PR #148, opened 2018-10-30
Add tests for check_disk_bytes_free

### LINKED ISSUE #147: Return something when check_disk_bytes_free runs and passes
https://github.com/mozilla/gcp-ingestion/blob/master/ingestion-edge/ingestion_edge/dockerflow.py#L39

Be it the empty list or perhaps something more informational such as the number of bytes free. The current behavior is to fail with `'NoneType' object is not iterable` when both `QUEUE_PATH` and `MINIMUM_DISK_FREE_BYTES` are set and the check passes (it does however fail correctly when it should).

I almost wrote a patch but that would require writing a test :open_mouth:

relud:
fixes #147

### DIFF
--- a/ingestion-edge/tests/test_api.py
+++ b/ingestion-edge/tests/test_api.py
@@ -2,6 +2,7 @@
 # License, v. 2.0. If a copy of the MPL was not distributed with this
 # file, you can obtain one at http://mozilla.org/MPL/2.0/.
 
+from dataclasses import dataclass
 from datetime import datetime
 from dateutil.parser import parse
 from sanic.testing import SanicTestClient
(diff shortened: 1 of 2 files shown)


ingestion-edge/tests/test_api.py
```diff
@@ -11,14 +12,85 @@
...
+
+
+def test_heartbeat_noop(client: SanicTestClient):
+    def check(app):
+        assert app is client.app
+        return []
+
+    with patch("ingestion_edge.dockerflow.check_disk_bytes_free", new=check):
+        _, r = client.get("/__heartbeat__")
+        assert r.json == {
```
jklukas: I generally try to leave a context manager as soon as possible, similar to keeping the body of a `try` as short as possible. So, I would have this assert indented left here and in the other tests.

I don't evidence that this is a standard followed elsewhere, so just something to think about.

relud: i don't see how it would hurt, and i know reducing the size of try blocks is recommended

+++++

What is needed
Please write the entries out again exactly as they stand.

Answer for this exercise
PR #148, opened 2018-10-30
Add tests for check_disk_bytes_free

### LINKED ISSUE #147: Return something when check_disk_bytes_free runs and passes
https://github.com/mozilla/gcp-ingestion/blob/master/ingestion-edge/ingestion_edge/dockerflow.py#L39

Be it the empty list or perhaps something more informational such as the number of bytes free. The current behavior is to fail with `'NoneType' object is not iterable` when both `QUEUE_PATH` and `MINIMUM_DISK_FREE_BYTES` are set and the check passes (it does however fail correctly when it should).

I almost wrote a patch but that would require writing a test :open_mouth:

relud:
fixes #147

### DIFF
--- a/ingestion-edge/tests/test_api.py
+++ b/ingestion-edge/tests/test_api.py
@@ -2,6 +2,7 @@
 # License, v. 2.0. If a copy of the MPL was not distributed with this
 # file, you can obtain one at http://mozilla.org/MPL/2.0/.
 
+from dataclasses import dataclass
 from datetime import datetime
 from dateutil.parser import parse
 from sanic.testing import SanicTestClient
(diff shortened: 1 of 2 files shown)


ingestion-edge/tests/test_api.py
```diff
@@ -11,14 +12,85 @@
...
+
+
+def test_heartbeat_noop(client: SanicTestClient):
+    def check(app):
+        assert app is client.app
+        return []
+
+    with patch("ingestion_edge.dockerflow.check_disk_bytes_free", new=check):
+        _, r = client.get("/__heartbeat__")
+        assert r.json == {
```
jklukas: I generally try to leave a context manager as soon as possible, similar to keeping the body of a `try` as short as possible. So, I would have this assert indented left here and in the other tests.

I don't evidence that this is a standard followed elsewhere, so just something to think about.

relud: i don't see how it would hurt, and i know reducing the size of try blocks is recommended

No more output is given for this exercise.